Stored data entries
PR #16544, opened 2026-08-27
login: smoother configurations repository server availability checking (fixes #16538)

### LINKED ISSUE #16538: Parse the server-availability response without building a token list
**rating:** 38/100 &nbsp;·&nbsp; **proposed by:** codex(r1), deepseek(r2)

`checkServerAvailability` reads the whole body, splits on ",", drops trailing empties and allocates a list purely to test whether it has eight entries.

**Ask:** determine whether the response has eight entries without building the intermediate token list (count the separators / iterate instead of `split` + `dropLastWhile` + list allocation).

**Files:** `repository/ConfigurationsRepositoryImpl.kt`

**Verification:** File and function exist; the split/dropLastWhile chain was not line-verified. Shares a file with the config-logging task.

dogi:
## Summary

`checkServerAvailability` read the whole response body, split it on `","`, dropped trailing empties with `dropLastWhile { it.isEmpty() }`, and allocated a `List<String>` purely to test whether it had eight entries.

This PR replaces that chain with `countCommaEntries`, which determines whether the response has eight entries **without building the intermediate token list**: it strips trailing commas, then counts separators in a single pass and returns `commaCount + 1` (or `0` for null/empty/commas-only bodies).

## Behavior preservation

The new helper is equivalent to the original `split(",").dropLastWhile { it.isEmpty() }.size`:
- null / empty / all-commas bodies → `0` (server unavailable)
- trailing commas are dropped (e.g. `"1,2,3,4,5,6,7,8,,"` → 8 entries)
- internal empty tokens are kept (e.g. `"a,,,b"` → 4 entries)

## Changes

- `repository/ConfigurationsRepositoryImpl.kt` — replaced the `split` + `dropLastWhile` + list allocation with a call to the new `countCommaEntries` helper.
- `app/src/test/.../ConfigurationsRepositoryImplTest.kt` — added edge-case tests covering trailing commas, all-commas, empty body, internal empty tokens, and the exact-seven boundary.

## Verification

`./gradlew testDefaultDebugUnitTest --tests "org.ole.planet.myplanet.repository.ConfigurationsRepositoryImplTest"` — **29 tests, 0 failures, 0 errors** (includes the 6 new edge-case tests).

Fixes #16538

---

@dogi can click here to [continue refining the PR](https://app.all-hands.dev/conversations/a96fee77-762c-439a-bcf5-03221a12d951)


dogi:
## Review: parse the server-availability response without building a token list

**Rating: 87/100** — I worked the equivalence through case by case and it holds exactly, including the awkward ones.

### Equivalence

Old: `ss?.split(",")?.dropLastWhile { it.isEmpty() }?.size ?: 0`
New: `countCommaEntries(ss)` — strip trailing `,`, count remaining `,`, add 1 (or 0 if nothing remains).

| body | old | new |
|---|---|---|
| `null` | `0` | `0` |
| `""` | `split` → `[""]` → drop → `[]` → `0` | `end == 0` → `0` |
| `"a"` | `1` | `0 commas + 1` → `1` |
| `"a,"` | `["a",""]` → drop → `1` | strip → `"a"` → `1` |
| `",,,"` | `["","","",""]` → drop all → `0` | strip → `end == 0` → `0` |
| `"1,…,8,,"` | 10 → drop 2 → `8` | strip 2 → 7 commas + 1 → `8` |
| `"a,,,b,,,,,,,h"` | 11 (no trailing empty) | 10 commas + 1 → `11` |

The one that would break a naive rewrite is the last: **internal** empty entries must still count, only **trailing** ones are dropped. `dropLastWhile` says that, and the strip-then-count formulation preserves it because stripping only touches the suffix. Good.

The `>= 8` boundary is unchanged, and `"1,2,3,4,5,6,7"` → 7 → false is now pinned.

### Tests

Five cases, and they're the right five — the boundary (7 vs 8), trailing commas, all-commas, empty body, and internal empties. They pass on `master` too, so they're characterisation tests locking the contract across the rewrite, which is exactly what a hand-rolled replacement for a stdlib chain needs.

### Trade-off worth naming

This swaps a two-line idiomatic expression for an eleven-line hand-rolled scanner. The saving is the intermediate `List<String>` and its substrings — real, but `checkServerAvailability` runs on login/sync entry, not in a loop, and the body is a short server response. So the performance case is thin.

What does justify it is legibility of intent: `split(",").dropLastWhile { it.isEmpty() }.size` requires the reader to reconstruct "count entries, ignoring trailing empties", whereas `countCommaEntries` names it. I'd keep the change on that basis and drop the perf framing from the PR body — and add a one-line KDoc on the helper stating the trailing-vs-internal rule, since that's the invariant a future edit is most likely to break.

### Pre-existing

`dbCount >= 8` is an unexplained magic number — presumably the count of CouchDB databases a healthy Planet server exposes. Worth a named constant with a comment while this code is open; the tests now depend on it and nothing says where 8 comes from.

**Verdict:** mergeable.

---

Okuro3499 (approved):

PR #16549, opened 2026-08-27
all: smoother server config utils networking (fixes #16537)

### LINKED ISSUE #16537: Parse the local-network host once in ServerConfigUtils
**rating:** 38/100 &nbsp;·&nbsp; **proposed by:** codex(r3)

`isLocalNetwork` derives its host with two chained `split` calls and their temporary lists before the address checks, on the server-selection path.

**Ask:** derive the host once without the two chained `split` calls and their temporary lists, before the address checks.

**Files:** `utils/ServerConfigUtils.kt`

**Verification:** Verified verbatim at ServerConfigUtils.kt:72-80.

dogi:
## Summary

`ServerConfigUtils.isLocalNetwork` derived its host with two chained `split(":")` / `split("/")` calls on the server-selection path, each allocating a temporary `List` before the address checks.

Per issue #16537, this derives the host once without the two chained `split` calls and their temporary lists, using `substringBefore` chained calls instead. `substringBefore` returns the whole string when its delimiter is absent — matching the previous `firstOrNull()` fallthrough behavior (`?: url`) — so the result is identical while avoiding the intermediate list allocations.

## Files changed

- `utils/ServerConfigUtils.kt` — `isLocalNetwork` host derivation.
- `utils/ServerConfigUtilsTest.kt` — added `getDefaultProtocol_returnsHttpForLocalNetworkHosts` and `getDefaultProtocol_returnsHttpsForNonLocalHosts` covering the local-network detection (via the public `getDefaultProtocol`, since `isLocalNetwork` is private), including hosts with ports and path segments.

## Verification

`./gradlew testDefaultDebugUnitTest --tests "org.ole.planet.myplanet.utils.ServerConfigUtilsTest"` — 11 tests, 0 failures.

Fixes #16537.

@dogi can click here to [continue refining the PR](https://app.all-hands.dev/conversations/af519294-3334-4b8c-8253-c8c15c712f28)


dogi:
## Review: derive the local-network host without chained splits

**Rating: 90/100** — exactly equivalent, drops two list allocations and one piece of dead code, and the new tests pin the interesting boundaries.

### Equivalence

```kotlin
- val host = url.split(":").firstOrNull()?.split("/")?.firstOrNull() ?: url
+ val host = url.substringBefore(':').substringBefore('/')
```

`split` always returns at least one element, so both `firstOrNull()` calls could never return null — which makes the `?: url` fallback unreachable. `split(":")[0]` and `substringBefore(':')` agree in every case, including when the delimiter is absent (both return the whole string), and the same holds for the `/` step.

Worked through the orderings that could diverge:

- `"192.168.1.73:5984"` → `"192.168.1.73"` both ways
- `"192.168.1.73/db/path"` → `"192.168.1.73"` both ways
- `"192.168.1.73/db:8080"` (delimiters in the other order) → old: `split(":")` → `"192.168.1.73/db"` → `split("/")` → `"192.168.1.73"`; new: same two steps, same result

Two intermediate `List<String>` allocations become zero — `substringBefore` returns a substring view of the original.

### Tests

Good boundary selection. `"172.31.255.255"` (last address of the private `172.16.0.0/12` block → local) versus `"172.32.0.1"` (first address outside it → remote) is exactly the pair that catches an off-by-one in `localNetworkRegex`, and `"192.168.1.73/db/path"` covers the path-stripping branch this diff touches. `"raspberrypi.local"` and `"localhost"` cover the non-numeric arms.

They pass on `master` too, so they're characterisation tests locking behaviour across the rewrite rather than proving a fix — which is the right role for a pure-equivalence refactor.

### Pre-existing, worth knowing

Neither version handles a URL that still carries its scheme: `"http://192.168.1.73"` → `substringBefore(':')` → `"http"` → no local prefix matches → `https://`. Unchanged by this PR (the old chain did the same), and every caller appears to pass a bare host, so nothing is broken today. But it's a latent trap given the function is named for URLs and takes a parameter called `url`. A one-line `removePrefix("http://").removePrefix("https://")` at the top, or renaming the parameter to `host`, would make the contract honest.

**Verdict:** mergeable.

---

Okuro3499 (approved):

## Required action
Looking at the entries above, state how many lines contain "including"; give the number alone.

## Written solution
3